Kernel Conditional Independence (KCI) Test

The Kernel Conditional Independence (KCI) test is a non-parametric method for assessing conditional independence. Unlike regression-based tests that assume linear relationships, KCI can capture complex, non-linear dependencies between variables without making strong distributional assumptions. This makes it a powerful tool for causal discovery and feature selection in complex systems. This implementation is a wrapper around the KCI test provided in the causal-learn library.

Mathematical Formulation

The KCI test is built upon the Hilbert-Schmidt Independence Criterion (HSIC), a measure of dependence between two variables, X and Y (Gretton et al., 2005). HSIC operates by mapping the data into a high-dimensional feature space, known as a Reproducing Kernel Hilbert Space (RKHS), and then computing the Hilbert-Schmidt norm of the cross-covariance operator between them. In this space, even complex dependencies can manifest as linear correlations. The key property is that HSIC is zero if and only if the variables are independent (for a universal kernel, like the Gaussian RBF).

The KCI test extends this principle to the conditional case (\(X \perp Y | Z\)). It tests for independence by essentially performing a regression in the RKHS and then testing whether the residuals are independent. The final test statistic is derived from the normalized HSIC, and its distribution under the null hypothesis of conditional independence has been derived, allowing for the calculation of a p-value (Zhang et al., 2011).

Properties and Assumptions

  • Non-parametric: The test does not assume linearity, normality, or any specific data distribution.

  • Kernel Choice: Its performance can be influenced by the choice of kernel function (e.g., Gaussian, Polynomial). While default kernels often perform well, the selection is an important parameter.

  • Computational Cost: KCI is more computationally intensive than linear tests, with a complexity that is at least quadratic in the sample size.
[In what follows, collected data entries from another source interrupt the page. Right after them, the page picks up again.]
PR #837, opened 2023-08-10
OTA-1005: dkrv2: Add new option graph_data_path

jeckersb:
This enables support for classic (UBI-based) as well as flat graph
data images.

By default, graph_data_path will be "/", which retains
backward-compatibility with the current state which assumes a flat
graph data image.

If using a classic UBI-based graph data image, instead the data is
typically rooted at /var/lib/cincinnati-graph-data.  Pointing
graph_data_path to this directory allows proper generation of the
graph data tarball, as well as correctly pointing the
openshift-secondary-metadata-parse plugin to the correct location
within the output directory.


PratikMahajan (approved):
/lgtm

PR #840, opened 2023-08-11
add sha256 as supported algo for metadata-helper

PratikMahajan:
most of the signatures served by metadata-helper use `sha256` algorithm. 
this PR basically adds support for `sha256` signatures. 
Earlier we used to reject requests citing `algo not supported`


LalatenduMohanty (approved):
/lgtm

PR #845, opened 2023-08-15
use correct signatures URI and other fixes

PratikMahajan:
use the correct URI for signatures. Previously we used URI that was meant to be used for file system.

Also adds docs about running metadata-helper using just command.

Removes unnecessary information transferred through error message, now just states which signature does not exist.

### DIFF
--- a/metadata-helper/src/signatures.rs
+++ b/metadata-helper/src/signatures.rs
@@ -58,8 +58,18 @@ async fn _index(
     let timer = SIGNATURES_SERVE_HIST.start_timer();
 
     let params = req.match_info();
-    let algo = params.get("ALGO").unwrap();
-    let digest = params.get("DIGEST").unwrap();
+    let algo_digest_string = params.get("ALGO_DIGEST").unwrap();
+    let algo_digest: Vec<&str> = algo_digest_string.clone().split('=').collect();
+
+    if algo_digest.len() != 2 {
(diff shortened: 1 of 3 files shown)


metadata-helper/src/signatures.rs
```diff
@@ -78,8 +88,8 @@ async fn _index(
     if f.is_err() {
         timer.observe_duration();
         return Err(GraphError::DoesNotExist(format!(
-            "signature does not exist {}",
-            f.unwrap_err()
+            "signature {}",
+            sig
```
wking: you probably want to include `{SIGNATURE}` too, maybe via `signature {}/{}`?

metadata-helper/src/signatures.rs
```diff
@@ -58,8 +58,18 @@ async fn _index(
     let timer = SIGNATURES_SERVE_HIST.start_timer();
 
     let params = req.match_info();
-    let algo = params.get("ALGO").unwrap();
-    let digest = params.get("DIGEST").unwrap();
+    let sig = params.get("ALGO_DIGEST").unwrap();
```
wking: You have `signature` for the `{SIGNATURE}` portion of the URI.  Maybe use `algo_digest_string` or something for this variable, to avoid confusion with the `{SIGNATURE}` parameter?

wking (approved):
/lgtm

PR #887, opened 2024-01-26
add support for root certificates

PratikMahajan:
uses all the certificates in the directory to make calls. 
this will ensure that, if certificates exist, we'll use them.

### DIFF
--- a/cincinnati/src/plugins/internal/graph_builder/commons.rs
+++ b/cincinnati/src/plugins/internal/graph_builder/commons.rs
@@ -1,3 +1,60 @@
+use std::io::Read;
+use std::path::{Path, PathBuf};
+
+use actix_web::Error;
+use commons::Fallible;
+use log::debug;
+use reqwest::Certificate;
+
+/// Retrives all the .pem and .crt certificate files from the directory.
+/// Scans till depth of 2, any file/directory below the depth of 2 will be ignored.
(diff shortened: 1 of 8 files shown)


cincinnati/src/plugins/internal/graph_builder/commons.rs
```diff
@@ -1,3 +1,60 @@
...
+    let mut certs: Vec<Certificate> = Vec::new();
+    let mut dirs: Vec<(PathBuf, u8)> = vec![(dir.to_path_buf(), 0)];
+    while !dirs.is_empty() {
+        let (dir, level) = dirs.pop().unwrap();
+        if let Ok(cert_paths) = std::fs::read_dir(dir) {
+            for path in cert_paths {
+                if let Ok(path) = path {
+                    if path.metadata().unwrap().is_file() {
+                        match path.path().extension() {
+                            Some(extension) => {
```
petr-muller, line 21: I'm not a fan of conditionals nested this deep but I don't see an obvious way to improve it significantly to be worth the hassle so let's keep it I guess, given it implements a rather straightforward thing :shrug:

petr-muller (approved):
LGTM, holding to allow more reviews if needed

/hold

LalatenduMohanty (approved):
/lgtm

PR #902, opened 2024-04-01
OTA-1045: Forwards & backwards compatibility for graph-data

PratikMahajan:


cincinnati/src/plugins/internal/graph_builder/openshift_secondary_metadata_parser/plugin.rs
```diff
@@ -6,11 +6,14 @@ use self::cincinnati::plugins::prelude_plugin_impl::*;
 
 use crate::conditional_edges::{ConditionalEdge, ConditionalUpdateEdge, ConditionalUpdateRisk};
 use commons::GRAPH_DATA_DIR_PARAM_KEY;
+use std::cmp::Ordering;
 use std::collections::HashSet;
 use std::path::Path;
 
 pub static DEFAULT_KEY_FILTER: &str = "io.openshift.upgrades.graph";
 static SUPPORTED_VERSIONS: &[&str] = &["1.0.0", "1.1.0", "1.2.0"];
```
wking: Can we drop this now?  I'd expect the SemVer-based `MAX_SUPPORTED_VERSION` logic to cover this use-case, and having two things that need bumping when we grow additional support seems like more work than shifting entirely to the new flow and only bumping `MAX_SUPPORTED_VERSION`.

cincinnati/src/plugins/internal/graph_builder/openshift_secondary_metadata_parser/plugin.rs
```diff
@@ -343,14 +346,29 @@ impl OpenshiftSecondaryMetadataParserPlugin {
...
+            // Utilize MIN_SEMVER_VERSION and MAX_SEMVER_VERSION as fallbacks for unsupported semver versions,
+            // avoiding iteration over the semver set to determine min/max versions due to the high cost of such operations.
+            // For unsupported semver versions, return the nearest supported semver version to the requested one.
+            let req_version = semver::Version::parse(&string_version).unwrap();
+            let resp_version =
+                match req_version.cmp(&semver::Version::parse(MAX_SUPPORTED_VERSION).unwrap()) {
+                    // the requested version is not in supported versions, means its either less than MIN_SUPPORTED or
+                    // greated than MAX_SUPPORTED, if we hit the `less` case here, it means that the version should be
+                    // less than MIN_SUPPORTED version, so return the MIN_SUPPORTED_VERSION
+                    Ordering::Less => MIN_SUPPORTED_VERSION.to_owned(),
```
wking: I'm not sure we need a `MIN_SUPPORTED_VERSION`, e.g. Cincinnati that understands 1.2.0 can happily serve 1.0.0 and 1.1.0 graph-data still.  I was expecting logic like [this][1], where we compare the major.minor portions that we read in with `MAX_SUPPORTED_VERSION` and:

* If the graph-data major version doesn't match `MAX_SUPPORTED_VERSION`'s major version, error out, complaining of an unrecognized version (`unrecognized graph-data version 2.0.0; supported version: 1.2.0 and compatible`, or similar).
* If the graph-data major does match `MAX_SUPPORTED_VERSION`'s major version:
  * If the graph-data minor version exceeds `MAX_SUPPORTED_VERSION`'s minor version, log a warning (`graph-data version 1.3.0 may have features which our 1.2.0 implementation does not support`, or similar).
  * If the graph-data minor version is <= `MAX_SUPPORTED_VERSION`'s minor version, log a happy message (`graph-data version 1.1.0 is compatible with our 1.2.0 implementation`, or similar).

[1]: https://github.com/openshift/cincinnati-graph-data/tree/9325158cefa894ae808be16639019b5326b90ab2?tab=readme-ov-file#schema-version

cincinnati/src/plugins/internal/graph_builder/openshift_secondary_metadata_parser/plugin.rs
```diff
@@ -343,14 +344,30 @@ impl OpenshiftSecondaryMetadataParserPlugin {
...
+
+        if req_version.minor > max_version.minor {
+            info!("graph-data version {} may have features which our {:?} implementation does not support", string_version, MAX_SUPPORTED_VERSION);
+            return Ok(MAX_SUPPORTED_VERSION.to_string());
+        } else {
+            info!(
+                "graph-data version {} is compatible with our {:?} implementation",
+                string_version, MAX_SUPPORTED_VERSION
+            );
+            return Ok(string_version.to_string());
```
wking: Looks like our happy-case used to be `Ok(string_version.into_owned())`, and now it's `Ok(string_version.to_string())`?  I'm not sure what the trade-offs are there, or if the two methods are basically synonyms.

cincinnati/src/plugins/internal/graph_builder/openshift_secondary_metadata_parser/plugin.rs
```diff
@@ -343,14 +344,30 @@ impl OpenshiftSecondaryMetadataParserPlugin {
...
-            Err(format_err!(
-                "unrecognized graph-data version {}; supported versions: {:?}",
+        if semver::Version::parse(&string_version).is_err() {
+            return Err(format_err!("{} is not a valid semver", string_version));
+        }
+
+        let req_version = semver::Version::parse(&string_version).unwrap();
+        let max_version = semver::Version::parse(MAX_SUPPORTED_VERSION).unwrap();
+
+        if req_version.major > max_version.major || req_version.major < max_version.major {
```
wking: nit: instead of >/<, you could probably use a more compact !=?

wking (approved):
/lgtm

PR #919, opened 2024-05-15
OCPBUGS-25833: strict filtering of BlockedEdges(old_blocks)

PratikMahajan:
strictly filter the old blocks so that conditional blocks are handled in the error section the way we were handling old blocks while parsing conditional edges.

A blocked edge will now appear either in old_blocks or conditional_blocks. Earlier all the conditional edges used to appear in the old_blocks as well.


cincinnati/src/plugins/internal/graph_builder/openshift_secondary_metadata_parser/plugin.rs
```diff
@@ -23,6 +23,7 @@ pub mod graph_data_model {
     use std::collections::HashMap;
     /// Represents the blocked edges files in the data repository.
     #[derive(Debug, Deserialize)]
+    #[serde(deny_unknown_fields)]
```
petr-muller, line 26: This seems to be a well-hidden key bit of the PR - this is what actually implements the strict filtering. The code change below just adjusts some of the related error detection behavior, not the filtering.

Do I understand correctly that without this, we previously successfully parsed all conditional edge files as blocked edges, too?

Blocked edge:
```yaml
to: 4.10.0-rc.0
from: 4\.9\..*
```

Conditional edge:
```yaml
to: 4.10.13
from: 4[.]10[.]3[+].*
url: https://bugzilla.redhat.com/show_bug.cgi?id=2076312#c9
name: CephParallelFsync
message: ...
matchingRules:
- type: Always
```

So without strict parsing, every conditional edge is a blocked edge too, and therefore we kinda depended on [OCPBUGS-25833](https://issues.redhat.com/browse/OCPBUGS-25833) behavior to even function correctly. If we blocked all blocked edge detected without strict parsing, we would block all conditional edge edges.

Do I get this right?

cincinnati/src/plugins/internal/graph_builder/openshift_secondary_metadata_parser/plugin.rs
```diff
@@ -205,11 +206,6 @@ where
     use tokio_stream::wrappers::ReadDirStream;
     use tokio_stream::StreamExt;
 
-    let mut is_conditional_edge = false;
-    if TypeId::of::<T>() == TypeId::of::<graph_data_model::ConditionalEdgeYaml>() {
-        is_conditional_edge = true;
-    }
```
petr-muller, line 211: OK, I think I get this. This tested whether "are we searching for conditional edges" by type-checking the generic type `T`. The `is_conditional_edge` name is misleading, it suggests that conditional edge is what we found, not what we are searching for.

cincinnati/src/plugins/internal/graph_builder/openshift_secondary_metadata_parser/plugin.rs
```diff
@@ -288,19 +284,13 @@ where
...
-                        // blocked-edge, so not committing error. It'll be considered as blocked-edge
-                        // till we're able to parse conditional-edge file without errors.
-                        // we'll throw an error if the file is not able to match blocked-edge
-                        // as well as conditional-edge
-                        old_block = match serde_yaml::from_slice(&yaml) {
-                            Ok(value) => value,
-                            Err(_e) => None,
-                        };
-                    }
-                    if old_block.is_none() {
```
petr-muller, line 303: OK, so previously what this did is: 1) if we failed to parse the file for whatever we are parsing for (`T`)  _and_ 2) we expected conditional edge, we try to parse as a blocked edge instead, and if we succeed, we do not fail because we place both types of edges into the same directory.

Other cases:
- if we parse for blocked edges then we never fail on conditional edges without strict
- if we parse for anything we fail on stuff thats neither a blocked or conditional edge -> this what we need to error on

cincinnati/src/plugins/internal/graph_builder/openshift_secondary_metadata_parser/plugin.rs
```diff
@@ -288,19 +284,13 @@ where
...
+                    // conditional-edge file threw error while parsing but matched blocked-edge or
+                    // blocked-edge file threw an error and matched conditional edge, dont throw a warning, these are expected
+                    // and doesnt need warning as at the end of the process, it'll match atleast one block.
+                    // if its neither blocked edge nor conditional edge, throw a warning to make sure we log this as an issue.
+                    if !(TypeId::of::<T>() == TypeId::of::<graph_data_model::ConditionalEdgeYaml>())
+                        && !(TypeId::of::<T>() == TypeId::of::<graph_data_model::BlockedEdge>())
+                    {
```
petr-muller, line 299: I don't think this logic is entirely correct then. This says "if the method is trying to find one of these two types, then do not warn". I think the check needs to be done over what was actually found - what we succeed to parse.

Something like: If we are searching for one of these two types, and it failed (this part you have in the PR already), then try to parse it with the other type and if it succeeds (this part you dont), do not error out.

petr-muller: We still need to check `T`, because we use this method to also parse channels in https://github.com/openshift/cincinnati/blob/58d65c7a7e242d2d3e7820965afc501d0e955270/cincinnati/src/plugins/internal/graph_builder/openshift_secondary_metadata_parser/plugin.rs#L587 and only "parses as" check would override errors if somehow a blocked edge ends in channel directory.

I think we need a check like this:

if 
(T is BlockedEdge and yaml does not parse as ConditionalEdge)
or
(T is ConditionalEdge and yaml does not parse as Blocked)
then error

petr-muller (commented):
The PR also panics in tests:

```
stack backtrace:
   0: rust_begin_unwind
   1: core::panicking::panic_fmt
   2: core::panicking::panic_display
             at /builddir/build/BUILD/rustc-1.71.1-src/library/core/src/panicking.rs:150:5
   3: e2e::e2e_channel_success::e2e_channel_success
             at /opt/app-root/src/e2e/tests/e2e.rs:60:9
   4: e2e::e2e_channel_success::_stable_4_7_s390x_application_
             at /opt/app-root/src/e2e/tests/e2e.rs:15:1
   5: e2e::e2e_channel_success::_stable_4_7_s390x_application_::{{closure}}
             at /opt/app-root/src/e2e/tests/e2e.rs:15:1
   6: core::ops::function::FnOnce::call_once
             at /builddir/build/BUILD/rustc-1.71.1-src/library/core/src/ops/function.rs:250:5
```

cincinnati/src/plugins/internal/graph_builder/openshift_secondary_metadata_parser/plugin.rs
PratikMahajan: this is correct

petr-muller (approved):
LGTM, this was a good catch. I'm really curious about the incoming [OTA-1043](https://issues.redhat.com/browse/OTA-1043) fix this change enables :+1:

PR #920, opened 2024-06-05
OTA-1267: ignore incorrect images instead of erroring out

PratikMahajan:
we're ignoring the images which we do not understand with this change. this change is required because we dont want cincinnati to error out on encountering cosign signatures.
unintended consequence of this change can be that cincinnati continues with a log when it encounters incorrect image whereas it should error out. Cincinnati won't include this image in the update graph. We should ideally try to ignore only the cosign .sig signatures. this change acts a stopgap till we teach cincinnati to deal with signatures

log like this will be printed when we encounter a incorrect images 
```log
[2024-06-05T20:04:15Z WARN  cincinnati::plugins::internal::graph_builder::release_scrape_dockerv2::registry] error fetching manifest and manifestref for <>/<>-releases:sha256-7c42e086007d868f8295692.sig: fetching manifest and manifestref for <>/<>-releases:sha256-7c42e086007d868f8295692.sig: unknown media type ManifestV2S1, ignoring this image
```

### DIFF
--- a/cincinnati/src/plugins/internal/graph_builder/release_scrape_dockerv2/registry/mod.rs
+++ b/cincinnati/src/plugins/internal/graph_builder/release_scrape_dockerv2/registry/mod.rs
@@ -322,7 +322,26 @@ pub async fn fetch_releases(
 
         async move {
             let (arch, manifestref, mut layers_digests) =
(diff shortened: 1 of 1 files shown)


wking (approved):
/lgtm

PR #921, opened 2024-06-06
OTA-1043: remove conditional edges from normal edges

PratikMahajan:
if a conditional edge exists, remove it from normal edges
this way it becomes more predictable to code applications
which depend on cincinnati graph.
after this commit merges, an edge will either exist in normal
edge, i.e edge with no issues
or
it'll exist in conditional edges, i.e edges with known issues.


wking (approved):
/lgtm

PR #116, opened 2019-01-16
Fix pool draining

aermakov-zalando:
When draining, remove nodes using the `UpdateStrategy` to avoid concurrent removal by both CLC and CLM. The code is a complete mess WRT to abstraction layers, but I'd rather refactor it after we switch to CLC in all clusters and drop the whole concept of update strategies.


mikkeloscar:
:+1:

PR #117, opened 2019-01-22
Buffer pods: use pod count when calculating the size

aermakov-zalando:
Update `autoscalingBufferSettings` to pay attention to `autoscaling_buffer_pods` as well. If it's 0, return a dummy `100m`/`100Mi` size immediately without checking other settings, otherwise divide the buffer size by the expected number of replicas. This makes the evictions a bit more fine-grained (so not the whole node is vacated at once) and side-steps the issue of having to update the settings every time we change the daemonsets.

### DIFF
--- a/provisioner/template.go
+++ b/provisioner/template.go
@@ -20,6 +20,7 @@ import (
 )
 
 const (
+	autoscalingBufferPodCountConfigItem       = "autoscaling_buffer_pods"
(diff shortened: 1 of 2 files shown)


aermakov-zalando:
On the other hand, this will also mean that the buffer pods will spread around instances and there won't be enough space anywhere to fit a large pod from a suddenly terminated node. Closing this for now.

PR #124, opened 2019-02-11
Update AWS instance data

aermakov-zalando:
* `instances.json`: remove pricing & sort by instance type so we have nice diffs
* `instances.json`: update to include t3 instances. Manually updated to [this version](https://github.com/powdahound/ec2instances.info/blob/acd973261819475f3f0765baaedb13c65988d6ce/www/instances.json) because data about instance storage and EBS-as-NVME is completely broken in the latest versions


aermakov-zalando:
👍

mikkeloscar:
:+1:

PR #126, opened 2019-02-12
CLC: disable autoscaling when decommissioning pools

aermakov-zalando:
CLC strategy didn't disable autoscaling for pools that were decommissioned, so it never finished.


mikkeloscar:
:+1:

aermakov-zalando:
👍

PR #130, opened 2019-03-04
CLC: when updating a pool, abort decommissioning in other pools

aermakov-zalando:
When a node pool is being updated, set the update priority annotation to the current time and forcibly abort decommissioning processes in other node pools. This allows us to have behaviour that's close to what we had without CLC, where if we abort an update in progress master nodes will be updated again, even if some of the worker nodes were still being decommissioned.

The code is awful because of mismatch between multiple abstraction layers, but I'd rather just drop most of it completely and rewrite it into something sane once we drop non-CLC clusters completely.


aermakov-zalando:
This is not needed, we can do it in CLC.

PR #131, opened 2019-03-24
Check Etcd CF stack before running senza

mikkeloscar:
This is a simple hack to avoid invoking senza on every run of CLM when
the resulting generated CF stack won't be used anyway.

Should make CLM more robust to AWS ratelimits and avoids senza as
dependency if there's already an etcd cluster in the target AWS account.


szuecs:
:+1:

mikkeloscar:
:+1:

PR #134, opened 2019-03-25
Allow templating in deletions.yaml

aermakov-zalando:
We have some resources that shouldn't be present depending on a config item value, and currently we can't remove them reliably.


mikkeloscar:
:+1:

aermakov-zalando:
👍

PR #135, opened 2019-03-29
Fixed the check for existing etcd stack if it doesn't exist

arjunrn:
Currently if the stack doesn't exist the CLM doesn't proceed at all because this check fails.

### DIFF
--- a/provisioner/aws.go
+++ b/provisioner/aws.go
@@ -410,11 +410,8 @@ func (a *awsAdapter) CreateOrUpdateEtcdStack(parentCtx context.Context, stackNam
 	}
 
 	resp, err := a.cloudformationClient.DescribeStacks(describeParams)
-	if err != nil {
-		return err
-	}
-
-	if len(resp.Stacks) == 1 {
+	// Ignore the error because the error indicates that the stack is missing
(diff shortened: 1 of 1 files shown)


provisioner/aws.go
```diff
@@ -410,11 +410,7 @@ func (a *awsAdapter) CreateOrUpdateEtcdStack(parentCtx context.Context, stackNam
 	}
 
 	resp, err := a.cloudformationClient.DescribeStacks(describeParams)
-	if err != nil {
-		return err
-	}
-
-	if len(resp.Stacks) == 1 {
+	if err ==nil && len(resp.Stacks) == 1 {
```
aermakov-zalando: Please fix the formatting!

aermakov-zalando: I'd also add some comment about why we're ignoring the error (not a big deal and CF API doesn't report non-existent stacks in an obvious way).

njuettner: I raised the same question in person. Please comment it why ignoring an error 🙂.

muaazsaleem:
👍

aermakov-zalando:
👍

PR #138, opened 2019-04-15
Simplify Decommission API

mikkeloscar:
This simplifies the Provisioner Decommission API to not require the channelConfig which is not used anyway. This change is done to simplify pulling in CLM as a library which I'm using for our internal e2e test cleaner job.

Additionally it checks in the `pkg/cluster-registry/models` generated package as this is imported in `provisioner/clusterpy.go` and therefore needed if you want to import that as a library.


mikkeloscar:
:+1:

njuettner:
👍

PR #140, opened 2019-04-18
Unify template data, add proper AZ support

aermakov-zalando:
Add support for `availability_zones` property. It can be specified at either the cluster level, in which case it affects everything, or on the node pool level (then it's merged with the cluster values). Subnets are automatically restricted to only the available AZs, and `values` now gains a new attribute, `availability_zones`.

Template data is now unified across all templates, which makes it possible to use `values` in Kubernetes manifests as well. Some of the data (e.g. `NodePool`) will obviously not be available in all of the templates, but at least the structure of the data will be the same. Ideally, we should migrate all Kubernetes manifests to use `.Cluster.ConfigItems` instead of `.ConfigItems` and then drop the compatibility properties in `templateData`.

### DIFF
--- a/provisioner/aws_az.go
+++ b/provisioner/aws_az.go
@@ -1,0 +1,50 @@
+package provisioner
+
+import (
+	"sort"
+)
+
+// AZInfo tracks information about available AZs based on explicit restrictions or available subnets
+type AZInfo struct {
+	subnets map[string]string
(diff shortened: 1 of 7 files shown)


njuettner:
👍

patandrick:
:+1:

PR #142, opened 2019-05-22
Support for cloud-init and CLC at the same time

linki:
This adds back support for plain-old `cloud-init` in parallel with `clc/ignition`.

Upon defining the NodePool's UserData CLM looks for the current `userdata.clc.yaml` and processes/uploads it as before. If the file doesn't exist it checks for a file `userdata.yaml`, processes it and sets its content as UserData.

Note, that it doesn't upload to S3 at this point as it's not as easy as with `ignition` afaik. With a lot of stuff moving into the custom Ubuntu AMI it's likely we manage to stay under the UserData limit this time, WDYT?

Code is not the prettiest but as I understood this conditional is temporary again? If not I'm happy to make it a little nicer.

/cc @njuettner @mikkeloscar  @aermakov-zalando

### DIFF
--- a/provisioner/node_pools.go
+++ b/provisioner/node_pools.go
@@ -255,8 +255,8 @@ func (p *AWSNodePoolProvisioner) prepareUserData(templateCtx *templateContext, n
 
 // prepareCloudInit prepares the user data by rendering the golang template.
 // A EC2 UserData ready base64 string will be returned.
-func (p *AWSNodePoolProvisioner) prepareCloudInit(templateCtx *templateContext, clcPath string) (string, error) {
-	rendered, err := renderTemplate(templateCtx, clcPath)
+func (p *AWSNodePoolProvisioner) prepareCloudInit(templateCtx *templateContext, cloudInitPath string) (string, error) {
+	rendered, err := renderTemplate(templateCtx, cloudInitPath)
 	if err != nil {
 		return "", err
 	}
--- a/provisioner/node_pools.go
+++ b/provisioner/node_pools.go
@@ -23,7 +23,8 @@ import (
 )
 
 const (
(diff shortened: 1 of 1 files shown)


aermakov-zalando:
LGTM, thanks!

Long term I'd still upload it to S3 (and encrypt with KMS), but for now it should be fine.

provisioner/node_pools.go
```diff
@@ -235,10 +234,40 @@ func (p *AWSNodePoolProvisioner) Reconcile(ctx context.Context, updater updatest
...
+	if _, err := os.Stat(cloudInitPath); err == nil {
+		return p.prepareCloudInit(templateCtx, cloudInitPath)
+	}
+
+	return "", fmt.Errorf("no userdata file at '%s' nor '%s' found", clcPath, cloudInitPath)
+}
+
+// prepareCloudInit prepares the user data by rendering the golang template.
+// A EC2 UserData ready base64 string will be returned.
+func (p *AWSNodePoolProvisioner) prepareCloudInit(templateCtx *templateContext, clcPath string) (string, error) {
```
njuettner: clcPath needs to be renamed to cloudInitPath

njuettner:
👍

mikkeloscar:
> With a lot of stuff moving into the custom Ubuntu AMI it's likely we manage to stay under the UserData limit this time, WDYT?

I'm afraid we can't fit master config into userdata. The yamls alone are more than 16K :(  Ofc. we could put some of this into the AMI but would limit/complicate our ability to do custom feature flags etc.

I have nothing against merging this, we may just need to rethink this part to handle master config once we get a little further with the AMI.

njuettner:
👍

linki:
👍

This can make it slow for very large datasets.

Code Example

import numpy as np
from citk.tests import KCI

# Generate data with a non-linear relationship: X -> Z -> Y
n = 500
X = np.random.randn(n)
Z = np.cos(X) + np.random.randn(n) * 0.1
Y = Z**2 + np.random.randn(n) * 0.1
data = np.vstack([X, Y, Z]).T

# Initialize the test
kci_test = KCI(data)

# Test for unconditional independence (should be dependent)
p_unconditional = kci_test(0, 1)
print(f"P-value (unconditional) for X _||_ Y: {p_unconditional:.4f}")

# Test for conditional independence given Z (should be independent)
p_conditional = kci_test(0, 1, [2])
print(f"P-value (conditional) for X _||_ Y | Z: {p_conditional:.4f}")

API Reference

For a full list of parameters, see the API documentation: :class:citk.tests.ml_based_tests.KCI.

References

  • Gretton, A., Bousquet, O., Smola, A., & Schölkopf, B. (2005). Measuring Statistical Dependence with Hilbert-Schmidt Norms. In Proceedings of the 16th International Conference on Algorithmic Learning Theory (ALT 2005).

  • Zhang, K., Peters, J., Janzing, D., & Schölkopf, B. (2011). Kernel-based conditional independence test and application in causal discovery. In Proceedings of the Twenty-Seventh Conference on Uncertainty in Artificial Intelligence (UAI 2011).